__Listed records__
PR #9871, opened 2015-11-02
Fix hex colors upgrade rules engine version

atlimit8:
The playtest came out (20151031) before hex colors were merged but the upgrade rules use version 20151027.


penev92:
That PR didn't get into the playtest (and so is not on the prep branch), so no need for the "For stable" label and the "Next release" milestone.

__What you should do__
In full and word for word, write out the data above.

__Output for this exercise__
PR #9871, opened 2015-11-02
Fix hex colors upgrade rules engine version

atlimit8:
The playtest came out (20151031) before hex colors were merged but the upgrade rules use version 20151027.


penev92:
That PR didn't get into the playtest (and so is not on the prep branch), so no need for the "For stable" label and the "Next release" milestone.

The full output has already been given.